As for your age, yes, it will be tough. 18 is a young and tough number that is tagged to you. You may be older than everyone of us talking to you in smarts, but insurance companys and business companys look at that 18 number. Before you make the jump, call insurance companys and see if; A: They will even cover you, B: How much?

Not sure if I understand what you have for equipment, but if I read you post correct, you don't even have your own truck yet... I would start there. Maybe get a truck and blade of your own for next season and sub for somone with your truck. You will make at least double the cash an hour, and it will give you a chance to test out your equipment while still having a company with more equipment in you back pocket incase you have a breakdown. Just my $0.02

I am not trying to scare you, I am just telling you some of the things that are aspects of business that most don't think of. Many guys out there are just running around with a snowplow on the front of their trucks and if they hit or wreck somthing, they will deal with the problem when it happens. DON'T BE THOSE GUYS. Those guys are the reason that insurance costs so much for the rest of us and why some jobs you can't even step on their property without a huge liability policy in your company's name.


----------



## plowatnight (Mar 10, 2010)

*on your own*

I've been self-employed most of my 25 working years, If you do this and stick to it, you'll be someone we can be very proud of. Make sure you have adequate ins. and pay the proper fees and taxes, so you're on a level playing field with all of us. Charge what you're worth and join us,after all, misery loves company


----------



## powerstroke08 (Mar 7, 2010)

Thanks for all the input! This is something I have been thinking about sense the first season i rode in a truck when i was like 10 years old!

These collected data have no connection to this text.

Issue #4281, opened 2019-01-28
Tpetra: sort and merge values: CrsMatrix::insertLocalValues


tjfulle:
## What

Sort and merge new values in `CrsMatrix::insertLocalValues`

## Why

`CrsMatrix::insertLocalValues` does not sort/merge existing values. Instead, indices/values are appended to their row of the matrix, regardless if they are already present in the row.  During `fillComplete`, rows are sorted/merged so that duplicate entries are "compressed" out.  For `StaticProfile` matrix, this can lead to running out of capacity due to duplicate entries.

@trilinos/tpetra 

## Related Issues
#4278, #4279, #4280

tjfulle:
This is done in #4733.  indices are not sorted/merged, but are unique.

mhoemmen:
Closed by PR #4733.

Issue #4280, opened 2019-01-28
Tpetra: sort and merge values: CrsMatrix::insertGlobalValues


tjfulle:
## What

Sort and merge new values in `CrsMatrix::insertGlobalValues`

## Why

`CrsMatrix::insertGlobalValues` does not sort/merge existing values. Instead, indices/values are appended to their row of the matrix, regardless if they are already present in the row.  During `fillComplete`, rows are sorted/merged so that duplicate entries are "compressed" out.  For `StaticProfile` matrix, this can lead to running out of capacity due to duplicate entries.

@trilinos/tpetra 

## Related Issues
#4278, #4279

mhoemmen:
Closed by PR #4733.

tjfulle:
Thanks @mhoemen!

Issue #4279, opened 2019-01-28
Tpetra: sort and merge on insert: CrsGraph::insertLocalIndices


tjfulle:
## What

Sort and merge new indices in `CrsGraph::insertLocalIndices`

## Why

`CrsGraph` does not sort/merge new indices. Instead, indices are appended to their row of the graph, regardless if they are already present in the row.  During `fillComplete`, rows are sorted/merged so that duplicate entries are "compressed" out.  For `StaticProfile` graph, this can lead to running out of capacity due to duplicate entries.

@trilinos/tpetra 

## Related Issues
#4278

mhoemmen:
Closed by PR #4733.

PR #4733, opened 2019-03-27
Tpetra: code clean up between CrsMatrix and CrsGraph

### LINKED ISSUE #4278: Tpetra: sort and merge on insert: CrsGraph::insertGlobalIndices
## What

Sort and merge new indices in `CrsGraph::insertGlobalIndices`

## Why

`CrsGraph` does not sort/merge new indices. Instead, indices are appended to their row of the graph, regardless if they are already present in the row.  During `fillComplete`, rows are sorted/merged so that duplicate entries are "compressed" out.  For `StaticProfile` graph, this can lead to running out of capacity due to duplicate entries.

@trilinos/tpetra

tjfulle:
@trilinos/tpetra

## Description
Implements mechanisms to more closely couple CrsMatrix to the underlying graph.  Moves CrsMatrix away from the business of modifying its graph's structure directly.  Instead, CrsGraph is left to do any modifications and uses callback functions to communicate the changes back to CrsMatrix.

## Motivation and Context
Code clean up related to deprecation of DynamicProfile

## Related Issues

* Makes #4519 obsolete
* Closes #4278, #4279, #4280, #4281 

## How Has This Been Tested?
Tpetra tests pass locally


packages/tpetra/core/src/Tpetra_CrsGraph_decl.hpp
```diff
@@ -1838,11 +1838,40 @@ namespace Tpetra {
     size_t
     insertGlobalIndicesImpl (const RowInfo& rowInfo,
                              const GlobalOrdinal inputGblColInds[],
-                             const size_t numInputInds);
+                             const size_t numInputInds,
+                             std::function<void(const size_t, const size_t, const size_t)> fun =
+                                 std::function<void(const size_t, const size_t, const size_t)>());
 
     void
```
mhoemmen: Hm, how come this one returns `void` instead of `size_t`?  (Don't have to change for now.)

packages/tpetra/core/src/Tpetra_CrsGraph_def.hpp
```diff
@@ -2106,283 +2108,111 @@ namespace Tpetra {
...
-             << ".  Please report this bug to the Tpetra developers.");
-        }
-        return numNewToInsert; // all done!
-      } // if the graph is StaticProfile
-      else { // DynamicProfile
+    if (this->getProfileType () == StaticProfile) {
+      auto numEntries = rowInfo.numEntries;
+      using inp_view_type = View<const GO*, execution_space, MemoryUnmanaged>;
+      inp_view_type inputInds(inputGblColInds, numInputInds);
+      auto numInserted = Details::insertCrsIndices(lclRow, k_rowPtrs_,
```
mhoemmen: It's a bit annoying that this function returns signed, but the caller returns unsigned.  I'm not too bothered by that, though.  `std::optional` and ilk could help here, once they arrive.

packages/tpetra/core/src/Tpetra_CrsGraph_def.hpp
```diff
@@ -2407,6 +2237,90 @@ namespace Tpetra {
...
+
+    size_t numFound = 0;
+    LocalOrdinal lclRow = rowInfo.localRow;
+    if (this->isLocallyIndexed())
+    {
+      if (this->colMap_.is_null())
+        return invalidCount;
+      auto map =
+        [&](GlobalOrdinal const gblInd){
+          return this->colMap_->getLocalElement(gblInd);
```
mhoemmen: You might want to make the lambda lighter-weight:
```c++
const auto& colMap = * (this->colMap_);
auto map = [&] (const GO gblInd) { return colMap.getLocalElement (gblInd); };
```
Small lambdas (in this case, it only holds a reference) might have a small object optimization.

packages/tpetra/core/src/Tpetra_CrsGraph_def.hpp
```diff
@@ -3413,6 +3327,18 @@ namespace Tpetra {
     indicesAreAllocated_ = true;
     indicesAreLocal_     = true;
     pftype_              = StaticProfile; // if the profile wasn't static before, it sure is now.
+
+    // Column indices sorted by row
```
mhoemmen: 1. Were there actual cases where they were _not_ sorted by row on input?
2. MueLu usually wants to give Tpetra sorted arrays here -- should we add an option not to sort? 

@csiefer2

tjfulle: That is a vestige of the last PR where indices are sorted and I didn’t mean for it to sneak through.  I’ll remove the changes so setAplIndices’ behavior is not changed

packages/tpetra/core/src/Tpetra_CrsGraph_decl.hpp
tjfulle: Which, the std::function callback?  If so, why would it return anything but void?  The caller never uses the return value

packages/tpetra/core/src/Tpetra_CrsGraph_def.hpp
tjfulle: The signed return value was for the function to return a negative number to indicate 1 or more indices were invalid.  I can change it to be unsigned and return OrdinalTraits<size_t>::invalid() for that case instead

tjfulle: Changed in latest commit

packages/tpetra/core/src/Tpetra_CrsGraph_def.hpp
tjfulle: Changed in latest commit

packages/tpetra/core/src/Tpetra_CrsGraph_def.hpp
tjfulle: Reverted to previous behavior in latest commit

tjfulle:
Removing `[WIP]` designation to run the PR tests.

packages/tpetra/core/src/Tpetra_CrsGraph_decl.hpp
mhoemmen: @tjfulle I mean the outer method, `insertLocalIndicesImpl`.  `insertGlobalIndicesImpl` returns `size_t`, but `insertLocalIndicesImpl` returns `void`.

tjfulle: @mhoemmen Ah, I see.  I don’t know why, I’d have to redirect that question back to you!

mhoemmen: @tjfulle I don't know why either ;-)  We should fix that at some point.

mhoemmen:
@tjfulle Only the "SERIAL" (non-MPI) test failed; is that an issue with the test?
```
 Next-door-neighbor graph test
      myrow_gbl.size() = 1 == 3 : FAILED ==> /scratch/trilinos/workspace/trilinos-folder/Trilinos_pullrequest_gcc_4.9.3_SERIAL/Trilinos/packages/tpetra/core/test/CrsGraph/CrsGraph_UnitTests0.cpp:1045
      Calling globalAssemble()
      ngraph.getNumEntriesInLocalRow(0) = 1 == ngraph.getNumAllocatedEntriesInLocalRow(0) = 3 : FAILED ==> /scratch/trilinos/workspace/trilinos-folder/Trilinos_pullrequest_gcc_4.9.3_SERIAL/Trilinos/packages/tpetra/core/test/CrsGraph/CrsGraph_UnitTests0.cpp:1051
```

tjfulle:
@mhoemmen, I’ll take a look.  I had to fix several tests that expected the old behavior of appending duplicate indices.  This could be a case where multiple duplicates were inserted, artificially increasing the size of the row.  I’ll take a look

tjfulle:
yep, it was a case of the test expected duplicate entries to be inserted.  Fixed in 6b1f72a

packages/tpetra/core/src/Tpetra_CrsMatrix_def.hpp
```diff
@@ -1943,37 +1943,46 @@ namespace Tpetra {
...
-      Teuchos::av_reinterpret_cast<const IST> (values);
-    this->insertIndicesAndValues (graph, rowInfo, indsView, valsView,
-                                  valsIn, LocalIndices, LocalIndices);
+
+    if (this->getProfileType() == StaticProfile)
+    {
+      Teuchos::ArrayView<IST> valsView = this->getViewNonConst(rowInfo);
+      auto fun = [&](size_t const k, size_t const /*start*/, size_t const offset) {
+                   valsView[offset] += values[k]; };
+      graph.insertLocalIndicesImpl(lclRow, indices, fun);
```
mhoemmen: Since it's necessary for the graph to take `fun` as an `std::function`, and since the graph won't keep the `std::function`, we could create the `std::function` explicitly by reference.  This would trigger small object optimizations for `std::function`.  That is, it would end up just storing a single reference, instead of various ArrayView stuff (that would likely bring it over the small object optimization limit).  Here's how to do it:
```c++
// Prefer std::cref.  You can't use it here, since
// ArrayView<IST>::operator[] is nonconst.
std::function<void(const size_t, const size_t, const size_t)> fun2 (std::ref (fun));
// You can't inline the declaration of fun inside fun2 above,
// since that would make the lambda const and would require
// std::ref(const T&&), which is deleted.
graph.insertLocalIndicesImpl (lclRow, indices, fun2);
```

packages/tpetra/core/src/Tpetra_CrsMatrix_def.hpp
```diff
@@ -2015,42 +2027,48 @@ namespace Tpetra {
...
-      Teuchos::Array<IST>& curVals = this->values2D_[rowInfo.localRow];
-      // Teuchos::ArrayRCP::resize automatically copies over values on
-      // reallocation.
-      graph.gblInds2D_[rowInfo.localRow].resize (newNumEnt);
-      curVals.resize (newNumEnt);
-      rowInfo.allocSize = newNumEnt; // reassign for updated allocSize
+    if (this->getProfileType() == StaticProfile)
+    {
+      Teuchos::ArrayView<IST> valsView = this->getViewNonConst(rowInfo);
+      auto fun = [&](size_t const k, size_t const /*start*/, size_t const offset) {
```
mhoemmen: See note above.

packages/tpetra/core/src/Tpetra_CrsMatrix_def.hpp
```diff
@@ -2352,9 +2370,20 @@ namespace Tpetra {
...
                           const LocalOrdinal numElts) const
   {
+    if (graph.getProfileType() == StaticProfile)
+    {
+      Teuchos::ArrayView<const LocalOrdinal> indsT(inds, numElts);
+      auto fun =
+        [&](size_t const k, size_t const /*start*/, size_t const offset) {
+          rowVals[offset] = newVals[k];
+        };
+      return graph.findLocalIndices(rowInfo, indsT, fun);
```
mhoemmen: See note above on `std::function` small object optimization.

packages/tpetra/core/src/Tpetra_CrsMatrix_def.hpp
```diff
@@ -2475,6 +2504,18 @@ namespace Tpetra {
                            const impl_scalar_type newVals[],
                            const LocalOrdinal numElts) const
   {
+    if (graph.getProfileType() == StaticProfile)
+    {
+      Teuchos::ArrayView<const GlobalOrdinal> indsT(inds, numElts);
+      auto fun =
```
mhoemmen: See note above on `std::function` small object optimization.

packages/tpetra/core/src/Tpetra_CrsMatrix_def.hpp
```diff
@@ -2600,6 +2641,21 @@ namespace Tpetra {
                            const LocalOrdinal numElts,
                            const bool atomic) const
   {
+    if (graph.getProfileType() == StaticProfile)
+    {
+      Teuchos::ArrayView<const GlobalOrdinal> indsT(inds, numElts);
+      auto fun =
```
mhoemmen: See note above on `std::function` small object optimization.

packages/tpetra/core/src/Tpetra_CrsGraph_def.hpp
```diff
@@ -2407,6 +2228,86 @@ namespace Tpetra {
...
+
+    size_t numFound = 0;
+    LocalOrdinal lclRow = rowInfo.localRow;
+    if (this->isLocallyIndexed())
+    {
+      if (this->colMap_.is_null())
+        return invalidCount;
+      const auto& colMap = *(this->colMap_);
+      auto map = [&](GO const gblInd){return colMap.getLocalElement(gblInd);};
+      numFound = Details::findCrsIndices(lclRow, k_rowPtrs_,
```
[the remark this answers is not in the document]
tjfulle: Hmmm, `Details::findCrsIndices` is templated on the `map` type.  Are you seeing a different version of the code?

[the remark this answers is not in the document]
tjfulle: `Details::insertCrsIndices` is *not* templated on the `map` type since it leads to an ambiguous function overload set since the callback function is optional.

packages/tpetra/core/src/Tpetra_CrsMatrix_def.hpp
tjfulle: done.

packages/tpetra/core/src/Tpetra_CrsMatrix_def.hpp
tjfulle: Done.

packages/tpetra/core/src/Tpetra_CrsMatrix_def.hpp
tjfulle: Done.

packages/tpetra/core/src/Tpetra_CrsMatrix_def.hpp
tjfulle: Done.

packages/tpetra/core/src/Tpetra_CrsMatrix_def.hpp
tjfulle: Done.

tjfulle:
@trilinos/framework @william76 how do I fire off the pre-merge inspection?

prwolfe:
> @trilinos/framework @william76 how do I fire off the pre-merge inspection?

That is automated. The PR tester won't do them when it is running a build but will get to it.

I wrote on hear because if i do this i want it to be done right and not low ball or anything like that. this is what i like to do if i could i would have it snow all year. Thanks again for all the support from most you 

Tim


----------



## F350plowing (Oct 11, 2009)

If it is what you want to do then i say go for it! Im glad to see you want to do things right and take the time and ask thing instead of just getting a blade and putting good people out of accounts!

Good Luck


----------



## powerstroke08 (Mar 7, 2010)

F350plowing;1025709 said:


> If it is what you want to do then i say go for it! Im glad to see you want to do things right and take the time and ask thing instead of just getting a blade and putting good people out of accounts!
> 
> Good Luck


Thanks, I do want to do it right and be successful at it! I figured it would be better to try this when im young when i don't have house payments or truck payments to make so if im successful i can keep it going but if not i can sub or something like that. I just got the truck so that's not a problem so i might as well give it a try sense it is what i want to do!

Tim


----------



## powerstroke08 (Mar 7, 2010)

Picked it up today and i love it! 04 F350 crew cab with the 6.0 powerstroke


----------



## Ranger620 (Oct 6, 2009)

Residentials and small comercials and you went with a 4 door?? Why?? Sure are nice for those open parking lots but backing up in tight areas makes the body shop happy. Very nice choice though. I have an 05


----------



## WIPensFan (Jan 31, 2009)

Truck looks great Tim! Good luck to you and work hard buddy.wesport


----------



## powerstroke08 (Mar 7, 2010)

Ranger620;1026581 said:


> Residentials and small comercials and you went with a 4 door?? Why?? Sure are nice for those open parking lots but backing up in tight areas makes the body shop happy. Very nice choice though. I have an 05


I wouldn't get anything but a crew cab they are just what i like and i have plowed in one for 3 years


----------



## powerstroke08 (Mar 7, 2010)

WIPensFan;1026592 said:


> Truck looks great Tim! Good luck to you and work hard buddy.wesport


Thank You!!


----------



## Ranger620 (Oct 6, 2009)

powerstroke08;1026648 said:
 

> I wouldn't get anything but a crew cab they are just what i like and i have plowed in one for 3 years


I have heard that from alot of guys. I just dont get it not saying its wrong just think in most cases a reg cab is better. Looks like a long bed as well do some of you other guys plow with a 4 door long box?? Am I missing out should I put a plow on my 4 door??
What are you doing for summer work are you going to do lawn/landscape???


----------



## powerstroke08 (Mar 7, 2010)

Ranger620;1026669 said:


> I have heard that from alot of guys. I just dont get it not saying its wrong just think in most cases a reg cab is better. Looks like a long bed as well do some of you other guys plow with a 4 door long box?? Am I missing out should I put a plow on my 4 door??
> What are you doing for summer work are you going to do lawn/landscape???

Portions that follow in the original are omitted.